> [Work instruction] Every line from the one with "Value, class Derived>" through the end of the records below should be restated word for word, and nothing outside that span.

[Stored data]

◇ ◇ ◇

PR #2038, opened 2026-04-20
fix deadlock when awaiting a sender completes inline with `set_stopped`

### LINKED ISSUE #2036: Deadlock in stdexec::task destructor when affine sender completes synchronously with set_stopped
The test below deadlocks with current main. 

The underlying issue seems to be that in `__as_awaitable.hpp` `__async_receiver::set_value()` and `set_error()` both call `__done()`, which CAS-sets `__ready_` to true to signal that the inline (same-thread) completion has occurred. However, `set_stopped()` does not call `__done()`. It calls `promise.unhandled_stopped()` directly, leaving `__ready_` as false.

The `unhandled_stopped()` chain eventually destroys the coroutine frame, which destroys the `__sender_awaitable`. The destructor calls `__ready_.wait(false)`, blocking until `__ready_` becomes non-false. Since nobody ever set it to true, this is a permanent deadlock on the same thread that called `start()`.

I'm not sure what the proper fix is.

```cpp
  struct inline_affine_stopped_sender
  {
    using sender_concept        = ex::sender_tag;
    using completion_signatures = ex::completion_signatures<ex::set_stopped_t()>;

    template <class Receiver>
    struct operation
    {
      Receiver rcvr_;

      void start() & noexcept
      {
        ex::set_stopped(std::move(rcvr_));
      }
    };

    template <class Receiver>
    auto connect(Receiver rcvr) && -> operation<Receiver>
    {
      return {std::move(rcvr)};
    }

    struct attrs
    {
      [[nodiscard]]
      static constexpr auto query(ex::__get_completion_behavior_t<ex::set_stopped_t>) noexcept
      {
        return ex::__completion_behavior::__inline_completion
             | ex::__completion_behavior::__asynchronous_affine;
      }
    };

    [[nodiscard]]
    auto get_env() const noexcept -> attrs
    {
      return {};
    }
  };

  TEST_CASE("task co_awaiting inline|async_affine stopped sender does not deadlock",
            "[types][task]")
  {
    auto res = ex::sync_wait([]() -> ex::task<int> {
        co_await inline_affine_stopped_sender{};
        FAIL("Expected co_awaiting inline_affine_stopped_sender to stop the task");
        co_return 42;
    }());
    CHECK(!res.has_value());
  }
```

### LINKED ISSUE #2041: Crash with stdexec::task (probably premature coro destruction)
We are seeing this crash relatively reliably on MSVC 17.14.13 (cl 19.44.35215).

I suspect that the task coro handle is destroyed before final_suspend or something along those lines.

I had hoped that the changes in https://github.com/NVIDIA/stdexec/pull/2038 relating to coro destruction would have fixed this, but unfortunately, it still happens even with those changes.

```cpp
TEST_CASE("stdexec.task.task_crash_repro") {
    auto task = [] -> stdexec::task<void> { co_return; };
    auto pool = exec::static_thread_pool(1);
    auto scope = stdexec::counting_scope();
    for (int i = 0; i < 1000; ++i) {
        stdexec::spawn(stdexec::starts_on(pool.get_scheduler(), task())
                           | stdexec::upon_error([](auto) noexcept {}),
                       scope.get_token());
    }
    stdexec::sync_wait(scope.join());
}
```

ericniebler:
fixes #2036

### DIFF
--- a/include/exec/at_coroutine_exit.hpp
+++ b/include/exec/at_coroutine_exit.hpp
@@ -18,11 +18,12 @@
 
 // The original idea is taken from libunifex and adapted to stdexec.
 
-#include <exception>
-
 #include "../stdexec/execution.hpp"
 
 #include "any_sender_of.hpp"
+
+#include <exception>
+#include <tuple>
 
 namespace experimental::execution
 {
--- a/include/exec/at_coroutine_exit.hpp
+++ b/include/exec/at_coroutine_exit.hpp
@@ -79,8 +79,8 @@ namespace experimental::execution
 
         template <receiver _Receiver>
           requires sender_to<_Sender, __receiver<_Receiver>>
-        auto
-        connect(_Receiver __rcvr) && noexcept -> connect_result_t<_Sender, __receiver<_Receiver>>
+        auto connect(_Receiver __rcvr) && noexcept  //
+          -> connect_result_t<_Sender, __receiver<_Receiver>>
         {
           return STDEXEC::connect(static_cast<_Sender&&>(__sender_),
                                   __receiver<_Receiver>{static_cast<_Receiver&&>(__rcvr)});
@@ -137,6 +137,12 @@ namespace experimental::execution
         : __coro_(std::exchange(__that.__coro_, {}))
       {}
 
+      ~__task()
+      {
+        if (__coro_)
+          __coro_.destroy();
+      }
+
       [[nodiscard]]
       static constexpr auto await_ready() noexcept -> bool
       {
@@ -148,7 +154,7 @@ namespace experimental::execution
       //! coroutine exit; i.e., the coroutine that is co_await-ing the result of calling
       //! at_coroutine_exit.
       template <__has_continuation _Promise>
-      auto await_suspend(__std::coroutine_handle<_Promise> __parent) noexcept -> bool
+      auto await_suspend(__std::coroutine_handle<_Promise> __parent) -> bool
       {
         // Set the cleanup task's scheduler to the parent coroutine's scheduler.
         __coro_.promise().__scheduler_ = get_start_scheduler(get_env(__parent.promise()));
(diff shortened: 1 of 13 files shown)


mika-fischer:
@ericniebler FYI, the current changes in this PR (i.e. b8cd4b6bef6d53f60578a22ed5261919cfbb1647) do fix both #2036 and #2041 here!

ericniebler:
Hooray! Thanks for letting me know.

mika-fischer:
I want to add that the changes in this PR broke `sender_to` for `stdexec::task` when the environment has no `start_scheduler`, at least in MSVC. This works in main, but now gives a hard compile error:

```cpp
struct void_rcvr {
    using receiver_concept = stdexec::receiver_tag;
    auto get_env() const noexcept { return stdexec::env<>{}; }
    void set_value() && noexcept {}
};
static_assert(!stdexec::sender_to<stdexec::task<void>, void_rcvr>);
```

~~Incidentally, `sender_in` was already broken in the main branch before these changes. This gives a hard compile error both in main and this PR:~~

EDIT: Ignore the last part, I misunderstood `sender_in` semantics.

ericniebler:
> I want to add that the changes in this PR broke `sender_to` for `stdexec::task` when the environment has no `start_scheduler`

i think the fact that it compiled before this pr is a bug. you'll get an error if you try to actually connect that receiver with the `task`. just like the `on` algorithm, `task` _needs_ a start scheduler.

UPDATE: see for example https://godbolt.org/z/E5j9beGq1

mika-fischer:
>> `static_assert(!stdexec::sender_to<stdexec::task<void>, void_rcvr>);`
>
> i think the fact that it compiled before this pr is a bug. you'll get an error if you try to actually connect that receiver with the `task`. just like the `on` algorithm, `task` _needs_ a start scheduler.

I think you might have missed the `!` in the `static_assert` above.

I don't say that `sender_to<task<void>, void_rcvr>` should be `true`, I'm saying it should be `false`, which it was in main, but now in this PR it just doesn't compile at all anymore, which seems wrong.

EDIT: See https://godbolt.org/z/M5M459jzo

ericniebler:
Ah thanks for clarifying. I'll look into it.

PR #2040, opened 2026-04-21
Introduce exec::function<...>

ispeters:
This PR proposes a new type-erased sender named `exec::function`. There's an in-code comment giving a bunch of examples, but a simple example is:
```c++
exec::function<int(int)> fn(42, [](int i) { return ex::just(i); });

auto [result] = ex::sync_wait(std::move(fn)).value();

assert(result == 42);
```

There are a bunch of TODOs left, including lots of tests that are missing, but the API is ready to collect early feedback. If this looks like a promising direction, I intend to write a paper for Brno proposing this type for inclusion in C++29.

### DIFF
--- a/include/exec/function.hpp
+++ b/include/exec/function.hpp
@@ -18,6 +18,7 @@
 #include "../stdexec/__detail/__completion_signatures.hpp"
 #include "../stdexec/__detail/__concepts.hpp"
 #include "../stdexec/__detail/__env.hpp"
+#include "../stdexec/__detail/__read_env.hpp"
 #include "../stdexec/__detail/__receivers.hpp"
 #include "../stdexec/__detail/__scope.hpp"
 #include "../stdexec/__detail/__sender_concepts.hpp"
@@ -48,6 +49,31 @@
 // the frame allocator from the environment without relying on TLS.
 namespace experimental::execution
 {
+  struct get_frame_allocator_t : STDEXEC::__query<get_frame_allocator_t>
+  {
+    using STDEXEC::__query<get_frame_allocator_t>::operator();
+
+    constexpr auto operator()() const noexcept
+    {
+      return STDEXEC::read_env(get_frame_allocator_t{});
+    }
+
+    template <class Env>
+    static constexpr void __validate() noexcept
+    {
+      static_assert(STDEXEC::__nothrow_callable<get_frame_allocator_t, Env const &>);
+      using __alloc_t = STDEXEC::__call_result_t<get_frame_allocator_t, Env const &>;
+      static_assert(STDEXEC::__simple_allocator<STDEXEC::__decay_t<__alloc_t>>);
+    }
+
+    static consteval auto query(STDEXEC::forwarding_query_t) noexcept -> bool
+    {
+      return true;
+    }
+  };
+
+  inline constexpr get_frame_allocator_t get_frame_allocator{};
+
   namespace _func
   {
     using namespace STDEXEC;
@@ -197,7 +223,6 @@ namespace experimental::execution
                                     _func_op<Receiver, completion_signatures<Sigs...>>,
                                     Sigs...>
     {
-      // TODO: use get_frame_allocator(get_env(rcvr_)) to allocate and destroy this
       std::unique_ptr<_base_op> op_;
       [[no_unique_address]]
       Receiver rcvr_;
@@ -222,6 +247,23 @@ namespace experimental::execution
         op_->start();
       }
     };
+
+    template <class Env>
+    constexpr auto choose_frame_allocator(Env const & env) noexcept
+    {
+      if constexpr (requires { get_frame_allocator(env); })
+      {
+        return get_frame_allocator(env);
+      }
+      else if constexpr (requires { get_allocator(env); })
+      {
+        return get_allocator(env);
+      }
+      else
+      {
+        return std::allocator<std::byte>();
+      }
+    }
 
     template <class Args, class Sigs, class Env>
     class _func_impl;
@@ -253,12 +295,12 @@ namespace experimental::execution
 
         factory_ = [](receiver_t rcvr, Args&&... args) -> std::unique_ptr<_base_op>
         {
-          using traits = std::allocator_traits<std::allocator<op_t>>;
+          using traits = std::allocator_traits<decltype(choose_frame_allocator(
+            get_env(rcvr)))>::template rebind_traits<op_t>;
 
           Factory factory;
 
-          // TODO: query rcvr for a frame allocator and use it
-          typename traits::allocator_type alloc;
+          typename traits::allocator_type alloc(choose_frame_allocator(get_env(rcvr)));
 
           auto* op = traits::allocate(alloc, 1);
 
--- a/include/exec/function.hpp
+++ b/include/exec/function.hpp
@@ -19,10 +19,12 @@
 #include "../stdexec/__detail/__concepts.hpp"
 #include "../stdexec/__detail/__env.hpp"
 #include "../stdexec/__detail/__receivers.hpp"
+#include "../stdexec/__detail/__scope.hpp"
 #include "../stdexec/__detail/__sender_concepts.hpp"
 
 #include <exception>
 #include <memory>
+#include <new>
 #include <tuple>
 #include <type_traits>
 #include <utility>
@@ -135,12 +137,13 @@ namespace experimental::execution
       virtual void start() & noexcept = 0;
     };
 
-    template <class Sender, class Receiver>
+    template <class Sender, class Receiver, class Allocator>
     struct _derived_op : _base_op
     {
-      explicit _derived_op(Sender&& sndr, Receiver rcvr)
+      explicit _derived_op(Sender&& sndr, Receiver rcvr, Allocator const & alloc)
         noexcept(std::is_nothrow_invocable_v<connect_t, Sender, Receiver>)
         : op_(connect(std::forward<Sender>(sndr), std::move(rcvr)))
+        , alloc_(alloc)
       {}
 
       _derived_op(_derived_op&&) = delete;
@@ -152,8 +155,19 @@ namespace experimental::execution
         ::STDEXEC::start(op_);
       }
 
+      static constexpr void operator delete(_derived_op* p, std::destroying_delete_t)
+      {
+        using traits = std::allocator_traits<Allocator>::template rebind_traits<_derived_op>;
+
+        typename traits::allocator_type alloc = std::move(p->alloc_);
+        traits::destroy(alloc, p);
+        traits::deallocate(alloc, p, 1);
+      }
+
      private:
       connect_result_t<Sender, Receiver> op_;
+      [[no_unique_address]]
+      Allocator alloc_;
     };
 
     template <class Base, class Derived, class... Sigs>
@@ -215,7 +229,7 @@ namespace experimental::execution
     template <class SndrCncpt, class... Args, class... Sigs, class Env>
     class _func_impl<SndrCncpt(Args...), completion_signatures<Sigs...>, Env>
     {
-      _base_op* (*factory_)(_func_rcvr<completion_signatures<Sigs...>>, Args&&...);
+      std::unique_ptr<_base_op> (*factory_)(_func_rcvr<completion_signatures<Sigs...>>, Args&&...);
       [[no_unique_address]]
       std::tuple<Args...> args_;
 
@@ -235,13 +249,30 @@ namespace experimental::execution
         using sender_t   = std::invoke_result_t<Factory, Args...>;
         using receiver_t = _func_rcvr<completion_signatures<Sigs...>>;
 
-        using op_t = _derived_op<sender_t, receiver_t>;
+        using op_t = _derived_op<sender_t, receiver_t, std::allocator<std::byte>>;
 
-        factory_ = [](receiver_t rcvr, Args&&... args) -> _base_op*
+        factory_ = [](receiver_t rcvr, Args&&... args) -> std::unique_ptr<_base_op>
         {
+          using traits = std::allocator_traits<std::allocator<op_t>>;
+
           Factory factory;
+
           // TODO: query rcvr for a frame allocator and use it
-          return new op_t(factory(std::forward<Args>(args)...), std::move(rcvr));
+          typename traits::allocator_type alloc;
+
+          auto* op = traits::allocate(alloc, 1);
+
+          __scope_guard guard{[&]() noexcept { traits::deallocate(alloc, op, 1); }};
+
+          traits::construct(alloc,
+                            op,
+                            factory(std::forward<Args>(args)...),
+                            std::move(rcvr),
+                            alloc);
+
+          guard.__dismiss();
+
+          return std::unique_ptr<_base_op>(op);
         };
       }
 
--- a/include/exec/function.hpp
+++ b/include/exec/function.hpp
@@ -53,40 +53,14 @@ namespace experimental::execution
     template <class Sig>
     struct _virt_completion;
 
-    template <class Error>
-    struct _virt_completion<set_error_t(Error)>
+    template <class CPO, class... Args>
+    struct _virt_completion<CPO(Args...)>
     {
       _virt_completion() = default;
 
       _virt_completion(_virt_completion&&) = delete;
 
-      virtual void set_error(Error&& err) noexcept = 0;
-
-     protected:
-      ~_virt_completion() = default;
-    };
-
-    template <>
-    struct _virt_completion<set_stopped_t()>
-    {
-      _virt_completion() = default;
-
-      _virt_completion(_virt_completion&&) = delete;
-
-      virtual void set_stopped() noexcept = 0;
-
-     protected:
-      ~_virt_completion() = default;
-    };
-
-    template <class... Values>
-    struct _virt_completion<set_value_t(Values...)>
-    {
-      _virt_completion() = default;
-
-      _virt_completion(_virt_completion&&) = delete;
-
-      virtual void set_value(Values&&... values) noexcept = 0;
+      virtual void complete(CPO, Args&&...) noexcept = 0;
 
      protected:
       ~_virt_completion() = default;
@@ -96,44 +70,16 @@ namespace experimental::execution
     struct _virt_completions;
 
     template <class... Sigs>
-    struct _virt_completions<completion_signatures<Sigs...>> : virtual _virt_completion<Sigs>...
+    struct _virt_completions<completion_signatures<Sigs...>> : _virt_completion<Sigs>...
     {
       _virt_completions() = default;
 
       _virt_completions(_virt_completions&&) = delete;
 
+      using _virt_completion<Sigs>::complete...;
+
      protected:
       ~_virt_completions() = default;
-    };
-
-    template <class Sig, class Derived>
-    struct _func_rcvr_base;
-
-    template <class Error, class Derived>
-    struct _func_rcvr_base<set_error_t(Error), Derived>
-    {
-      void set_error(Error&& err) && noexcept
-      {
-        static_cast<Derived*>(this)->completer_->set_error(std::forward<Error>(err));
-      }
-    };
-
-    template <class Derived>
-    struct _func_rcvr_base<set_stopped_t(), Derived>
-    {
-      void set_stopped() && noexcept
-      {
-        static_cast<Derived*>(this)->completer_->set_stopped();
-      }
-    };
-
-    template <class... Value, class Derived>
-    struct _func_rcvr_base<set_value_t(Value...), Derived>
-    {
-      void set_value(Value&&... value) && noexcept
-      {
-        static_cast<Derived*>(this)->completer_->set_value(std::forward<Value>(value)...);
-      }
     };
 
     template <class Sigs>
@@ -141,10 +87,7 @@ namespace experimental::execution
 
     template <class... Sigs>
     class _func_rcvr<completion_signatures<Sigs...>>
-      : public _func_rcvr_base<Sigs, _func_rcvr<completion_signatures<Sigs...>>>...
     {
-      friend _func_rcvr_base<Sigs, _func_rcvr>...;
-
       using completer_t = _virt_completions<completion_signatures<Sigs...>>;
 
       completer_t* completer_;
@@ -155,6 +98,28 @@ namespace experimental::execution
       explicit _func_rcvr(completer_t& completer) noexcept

◇ ◇ ◇

> [Completed task]
-    template <class... Value, class Derived>
-    struct _func_rcvr_base<set_value_t(Value...), Derived>
-    {
-      void set_value(Value&&... value) && noexcept
-      {
-        static_cast<Derived*>(this)->completer_->set_value(std::forward<Value>(value)...);
-      }
     };
 
     template <class Sigs>
@@ -141,10 +87,7 @@ namespace experimental::execution
 
     template <class... Sigs>
     class _func_rcvr<completion_signatures<Sigs...>>
-      : public _func_rcvr_base<Sigs, _func_rcvr<completion_signatures<Sigs...>>>...
     {
-      friend _func_rcvr_base<Sigs, _func_rcvr>...;
-
       using completer_t = _virt_completions<completion_signatures<Sigs...>>;
 
       completer_t* completer_;
@@ -155,6 +98,28 @@ namespace experimental::execution
       explicit _func_rcvr(completer_t& completer) noexcept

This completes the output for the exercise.